■ Dataset entries
========

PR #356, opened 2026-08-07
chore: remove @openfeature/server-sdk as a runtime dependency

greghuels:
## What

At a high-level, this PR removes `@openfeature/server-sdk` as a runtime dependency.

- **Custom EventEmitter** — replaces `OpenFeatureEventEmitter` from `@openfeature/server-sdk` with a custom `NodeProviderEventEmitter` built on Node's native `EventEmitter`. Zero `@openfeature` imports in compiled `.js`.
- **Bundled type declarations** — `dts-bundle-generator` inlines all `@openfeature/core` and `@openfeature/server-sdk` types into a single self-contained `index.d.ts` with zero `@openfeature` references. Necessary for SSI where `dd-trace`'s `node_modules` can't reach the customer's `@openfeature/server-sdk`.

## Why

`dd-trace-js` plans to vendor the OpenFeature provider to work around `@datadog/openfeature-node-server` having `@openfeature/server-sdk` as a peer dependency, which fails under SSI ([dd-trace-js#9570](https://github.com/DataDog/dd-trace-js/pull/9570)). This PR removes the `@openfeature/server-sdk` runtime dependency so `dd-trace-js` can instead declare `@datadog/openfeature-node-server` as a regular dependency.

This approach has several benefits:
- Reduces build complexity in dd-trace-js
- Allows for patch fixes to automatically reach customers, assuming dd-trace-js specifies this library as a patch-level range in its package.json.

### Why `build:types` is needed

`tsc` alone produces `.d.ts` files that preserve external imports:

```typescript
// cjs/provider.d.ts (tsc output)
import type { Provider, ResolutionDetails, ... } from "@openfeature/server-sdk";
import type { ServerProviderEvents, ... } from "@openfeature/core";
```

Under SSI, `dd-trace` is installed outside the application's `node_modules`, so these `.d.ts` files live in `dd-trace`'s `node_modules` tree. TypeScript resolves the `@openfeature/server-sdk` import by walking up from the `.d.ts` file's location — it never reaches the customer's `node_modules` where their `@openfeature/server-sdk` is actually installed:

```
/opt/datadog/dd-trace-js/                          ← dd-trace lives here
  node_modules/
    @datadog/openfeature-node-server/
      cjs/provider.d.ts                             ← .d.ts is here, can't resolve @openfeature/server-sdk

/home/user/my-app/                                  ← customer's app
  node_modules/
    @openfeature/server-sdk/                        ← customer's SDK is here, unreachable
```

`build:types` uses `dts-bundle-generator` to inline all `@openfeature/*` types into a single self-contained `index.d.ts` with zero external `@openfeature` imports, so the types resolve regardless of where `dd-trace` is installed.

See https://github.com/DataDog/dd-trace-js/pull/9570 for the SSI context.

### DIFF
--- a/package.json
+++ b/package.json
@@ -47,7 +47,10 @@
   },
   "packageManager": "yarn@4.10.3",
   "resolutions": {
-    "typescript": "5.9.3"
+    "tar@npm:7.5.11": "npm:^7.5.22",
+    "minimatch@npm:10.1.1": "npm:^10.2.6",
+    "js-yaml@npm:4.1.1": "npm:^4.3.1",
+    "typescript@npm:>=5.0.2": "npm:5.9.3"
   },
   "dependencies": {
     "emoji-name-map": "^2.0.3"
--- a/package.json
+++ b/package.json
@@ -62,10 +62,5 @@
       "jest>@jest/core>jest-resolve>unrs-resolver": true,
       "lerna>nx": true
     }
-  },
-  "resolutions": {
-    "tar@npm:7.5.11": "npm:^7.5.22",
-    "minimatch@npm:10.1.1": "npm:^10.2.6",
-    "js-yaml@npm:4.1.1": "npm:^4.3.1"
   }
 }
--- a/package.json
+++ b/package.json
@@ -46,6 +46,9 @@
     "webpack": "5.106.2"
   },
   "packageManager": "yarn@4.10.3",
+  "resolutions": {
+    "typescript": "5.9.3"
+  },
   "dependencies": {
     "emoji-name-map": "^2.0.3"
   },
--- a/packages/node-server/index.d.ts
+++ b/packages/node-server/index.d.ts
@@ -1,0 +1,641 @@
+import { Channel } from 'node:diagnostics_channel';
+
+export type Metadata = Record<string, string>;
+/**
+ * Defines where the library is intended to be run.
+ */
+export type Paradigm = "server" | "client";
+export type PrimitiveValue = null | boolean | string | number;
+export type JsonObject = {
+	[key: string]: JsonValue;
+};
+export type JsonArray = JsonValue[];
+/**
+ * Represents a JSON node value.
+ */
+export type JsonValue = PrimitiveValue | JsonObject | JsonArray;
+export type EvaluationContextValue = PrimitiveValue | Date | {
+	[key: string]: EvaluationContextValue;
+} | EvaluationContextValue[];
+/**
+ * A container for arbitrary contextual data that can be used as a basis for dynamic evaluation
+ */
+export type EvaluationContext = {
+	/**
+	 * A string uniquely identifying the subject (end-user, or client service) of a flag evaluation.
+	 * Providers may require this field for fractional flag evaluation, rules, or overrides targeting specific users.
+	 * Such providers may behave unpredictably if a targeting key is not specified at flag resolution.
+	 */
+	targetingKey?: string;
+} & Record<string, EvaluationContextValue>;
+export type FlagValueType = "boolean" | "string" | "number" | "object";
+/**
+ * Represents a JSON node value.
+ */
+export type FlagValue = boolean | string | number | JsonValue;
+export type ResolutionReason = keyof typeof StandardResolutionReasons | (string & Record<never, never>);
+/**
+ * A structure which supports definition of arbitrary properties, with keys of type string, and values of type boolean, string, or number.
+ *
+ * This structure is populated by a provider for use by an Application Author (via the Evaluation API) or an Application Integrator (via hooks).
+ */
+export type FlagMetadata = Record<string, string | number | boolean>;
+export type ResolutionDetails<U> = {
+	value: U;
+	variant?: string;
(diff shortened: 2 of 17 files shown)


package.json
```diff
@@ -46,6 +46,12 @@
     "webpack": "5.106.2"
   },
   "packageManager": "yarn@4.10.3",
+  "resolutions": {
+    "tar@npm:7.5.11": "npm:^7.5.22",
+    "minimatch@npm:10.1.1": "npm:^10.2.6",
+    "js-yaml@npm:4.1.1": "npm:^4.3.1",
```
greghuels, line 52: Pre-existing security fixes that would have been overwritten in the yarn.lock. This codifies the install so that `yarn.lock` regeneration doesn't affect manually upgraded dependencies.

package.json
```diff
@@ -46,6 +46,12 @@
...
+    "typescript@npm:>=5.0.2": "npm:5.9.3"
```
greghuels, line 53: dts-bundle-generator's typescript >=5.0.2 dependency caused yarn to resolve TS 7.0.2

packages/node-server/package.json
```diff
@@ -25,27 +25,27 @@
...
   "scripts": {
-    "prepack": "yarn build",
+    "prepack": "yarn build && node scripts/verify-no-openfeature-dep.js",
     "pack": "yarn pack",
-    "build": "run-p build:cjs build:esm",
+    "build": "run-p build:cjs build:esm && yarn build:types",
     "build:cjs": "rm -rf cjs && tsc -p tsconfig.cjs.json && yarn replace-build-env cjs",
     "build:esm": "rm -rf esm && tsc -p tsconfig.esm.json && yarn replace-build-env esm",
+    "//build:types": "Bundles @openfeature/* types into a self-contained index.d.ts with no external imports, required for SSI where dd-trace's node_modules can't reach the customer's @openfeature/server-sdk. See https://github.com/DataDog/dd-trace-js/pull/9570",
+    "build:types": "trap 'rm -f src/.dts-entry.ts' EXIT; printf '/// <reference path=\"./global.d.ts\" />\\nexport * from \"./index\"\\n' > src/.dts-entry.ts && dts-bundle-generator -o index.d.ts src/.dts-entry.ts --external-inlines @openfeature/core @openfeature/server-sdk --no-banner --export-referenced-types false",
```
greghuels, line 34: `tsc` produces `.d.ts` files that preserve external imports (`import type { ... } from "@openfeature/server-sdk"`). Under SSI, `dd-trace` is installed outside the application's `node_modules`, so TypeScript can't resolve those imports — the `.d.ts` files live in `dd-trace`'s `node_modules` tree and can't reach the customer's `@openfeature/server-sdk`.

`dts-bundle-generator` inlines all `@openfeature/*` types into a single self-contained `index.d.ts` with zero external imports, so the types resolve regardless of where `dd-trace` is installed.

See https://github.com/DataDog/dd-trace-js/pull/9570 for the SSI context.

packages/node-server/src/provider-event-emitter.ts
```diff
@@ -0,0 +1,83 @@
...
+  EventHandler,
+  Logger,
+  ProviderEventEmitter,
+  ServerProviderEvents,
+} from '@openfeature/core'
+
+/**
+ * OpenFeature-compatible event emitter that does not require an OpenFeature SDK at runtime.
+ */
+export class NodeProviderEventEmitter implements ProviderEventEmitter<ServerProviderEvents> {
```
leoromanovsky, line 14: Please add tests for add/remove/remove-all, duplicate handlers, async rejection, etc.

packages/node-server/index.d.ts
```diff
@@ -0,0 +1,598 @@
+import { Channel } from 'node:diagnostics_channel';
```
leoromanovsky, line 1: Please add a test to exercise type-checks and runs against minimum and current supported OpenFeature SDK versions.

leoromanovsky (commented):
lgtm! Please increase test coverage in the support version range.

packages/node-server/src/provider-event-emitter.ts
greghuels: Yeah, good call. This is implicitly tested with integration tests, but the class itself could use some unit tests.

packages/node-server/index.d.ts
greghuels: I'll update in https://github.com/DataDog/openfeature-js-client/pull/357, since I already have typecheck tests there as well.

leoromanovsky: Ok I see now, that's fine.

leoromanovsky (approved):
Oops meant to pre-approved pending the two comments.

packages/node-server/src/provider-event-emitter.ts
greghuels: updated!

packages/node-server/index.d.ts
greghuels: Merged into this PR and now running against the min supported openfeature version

========

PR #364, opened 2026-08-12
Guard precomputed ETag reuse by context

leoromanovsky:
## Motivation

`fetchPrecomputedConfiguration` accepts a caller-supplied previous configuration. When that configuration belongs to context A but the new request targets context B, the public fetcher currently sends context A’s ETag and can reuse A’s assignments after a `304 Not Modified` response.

========

■ To do
Begin at the line above that has "PR #356, opened 2026-08-07" and stop after the line that has "- **Custom EventEmitter**", copying each line exactly and adding nothing else.

■ Your response
PR #356, opened 2026-08-07
chore: remove @openfeature/server-sdk as a runtime dependency

greghuels:
## What

At a high-level, this PR removes `@openfeature/server-sdk` as a runtime dependency.

- **Custom EventEmitter** — replaces `OpenFeatureEventEmitter` from `@openfeature/server-sdk` with a custom `NodeProviderEventEmitter` built on Node's native `EventEmitter`. Zero `@openfeature` imports in compiled `.js`.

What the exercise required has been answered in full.